Analysis of Large Born-Digital Media Collections for Long-Term Library Deposit

Project Details

Project Lead
Heidi Dowding 
Project Manager
Heidi Dowding 
Project Members
 
Institution
Indiana University, Library Technology  
Discipline
Social Sciences, n.e.c. (910) 
Subdiscipline
45.99 Social Sciences, Other 

Abstract

This project is a collaboration between the IUBL Library Technology group, University Archives, and IU Communications/Kelley School of Business. Utilizing existing tools such as BitCurator and ExifTool, we will analyze metadata associated with large born-digital media collections.

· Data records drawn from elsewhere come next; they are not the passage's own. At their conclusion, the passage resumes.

Issue #364, opened 2026-01-03
hyprland: overlay config option has no effect


kikeijuu:
**Describe the bug**
Setting the `overlay` config option to `yes` in swayimg's config file or as a command flag does not result in expected behavior, on endeavorOS with hyprland.

**To Reproduce**
1. Install `swayimg` or `swayimg-git`
2. Set `overlay = yes` in general settings
3. Open any image, eg. with `swayimg Pictures/flandre.png`
4. Cry, because the overlay feature is why you adopted swayimg ;-;

**Expected behavior**
The window to spawn on top of the terminal and conform to it's boundaries, acting as a visual overlay.

**Screenshots and examples**

Here, swayimg tiles instead of becoming an overlay of the bottom left terminal. Swayimg config and hyprland windowrules also pictured.

<img width="1918" height="1198" alt="Image" src="https://github.com/user-attachments/assets/162c0a48-cff7-415a-b57b-ae76e0212321" />

**Version:**
4.6

**Additional context**
The overlay definitely worked before the change was made that stopped it from being default. As for after that, I am unsure. It may be that specific windowrules should be set in hyprland's config to ensure that swayimg can do it's overlay thing. If this is the case, pls add them to the readme qwq

There is another discussion thread that has windowrule 'tips' for swayimg, but they are to use it in a very different way, explicitly not as an overlay. For example, making swayimg float just deposits it awkwardly in the center of the screen, and it does not act as an overlay.

I really enjoy using swayimg as my img viewer in Yazi, as it allows me to view images without disrupting my tiling or interrupting my tui file manager.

This analysis will provide the groundwork for developing a sustainable workflow for the ingest and long-term preservation of digital objects within the Indiana University-Bloomington Libraries Fedora/Hydra repository infrastructure.

Intellectual Merit

While most institutions have established workflows for collecting physical and digitized heritage, born-digital collection and preservation workflows are still relatively nascent. This is largely due to a lack of understanding of the specific needs of born-digital objects, an area to which this project will contribute considerably. By undertaking large-scale analysis of both technical and descriptive metadata, we will gain a much better understanding of the long-term needs of born-digital objects.

Broader Impacts

In undertaking this project, we will generate documentation of our developed workflow that will be shared widely within the library and digital preservation communities. Results will be shared via publications and conference presentations as a means to help similar institutions establish workflows for preserving digital institutional heritage. Due to IUBL's participation within the Hydra and Fedora communities, this work will also likely contribute to further development of those projects to better support born-digital objects.

Scale of Use

I want to store 5TB of content and run analysis tools periodically. Analysis should not be too time-intensive, and generally will only be run 1-2 times per week.